The word "when" occurs in some lines of the data. Return each such line.

Collected data:
Content starts
PR #1091, opened 2024-03-11
fix: handle uri in object

### LINKED ISSUE #1078: bug(node): error when using local storage
### LanceDB version

v0.4.11

### What happened?

In short, I called

```
lancedb.connect({
  "uri": "/var/folders/j5/zqtb_vtx6p166jkfgpkcrfd80000gp/T/lance-db-test-hoMBti"
})
```

Then I got an exception:

```
Error: Invalid credentials configuration
    at LocalConnection.createTableImpl (...node_modules/vectordb/src/index.ts:715:35)
    at LocalConnection.createTable (...node_modules/vectordb/src/index.ts:676:12)
```

things seem to work if I do this:

```
lancedb.connect({
  awsCredentials: undefined,
  awsRegion: undefined,
  "uri": "/var/folders/j5/zqtb_vtx6p166jkfgpkcrfd80000gp/T/lance-db-test-hoMBti"
})
```

_No response_

wjones127:
Fixes #1078

### DIFF
--- a/node/src/index.ts
+++ b/node/src/index.ts
@@ -176,16 +176,21 @@ export async function connect (
     opts = { uri: arg }
   } else {
     // opts = { uri: arg.uri, awsCredentials = arg.awsCredentials }
-    opts = Object.assign(
-      {
-        uri: '',
-        awsCredentials: undefined,
-        awsRegion: defaultAwsRegion,
-        apiKey: undefined,
-        region: defaultAwsRegion
-      },
-      arg
-    )
+    const keys = Object.keys(arg)
+    if (keys.length === 1 && keys[0] === 'uri' && typeof arg.uri === 'string') {
+      opts = { uri: arg.uri }
+    } else {
+      opts = Object.assign(
+        {
+          uri: '',
+          awsCredentials: undefined,
+          awsRegion: defaultAwsRegion,
+          apiKey: undefined,
+          region: defaultAwsRegion
+        },
+        arg
+      )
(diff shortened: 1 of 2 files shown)


node/src/index.ts
```diff
@@ -176,16 +176,21 @@ export async function connect (
...
+    } else {
+      opts = Object.assign(
+        {
+          uri: '',
+          awsCredentials: undefined,
+          awsRegion: defaultAwsRegion,
+          apiKey: undefined,
+          region: defaultAwsRegion
+        },
+        arg
```
flaviut, line 191: you're obviously more familiar with this code than I am, but I would have thought that the best solution here would be to explicitly check the URL type & follow two different code paths, like `RemoteConnection` below.

flaviut (approved):
this is extremely similar to in effect to my personal workaround -- should work great.

node/src/index.ts
flaviut: (or [perhaps edit the rust part to not try and validate aws creds](https://github.com/lancedb/lancedb/blob/main/rust/ffi/node/src/lib.rs#L205-L240) when it doesn't receive an S3 url)

wjones127: TBH we are a few weeks away from stopping development of this SDK in favor of the new Node one, so I'm not inclined to put too much effort here. This seemed like the easiest quick fix.

westonpace (approved):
Content ends
Answer to this exercise:
### LINKED ISSUE #1078: bug(node): error when using local storage
flaviut: (or [perhaps edit the rust part to not try and validate aws creds](https://github.com/lancedb/lancedb/blob/main/rust/ffi/node/src/lib.rs#L205-L240) when it doesn't receive an S3 url)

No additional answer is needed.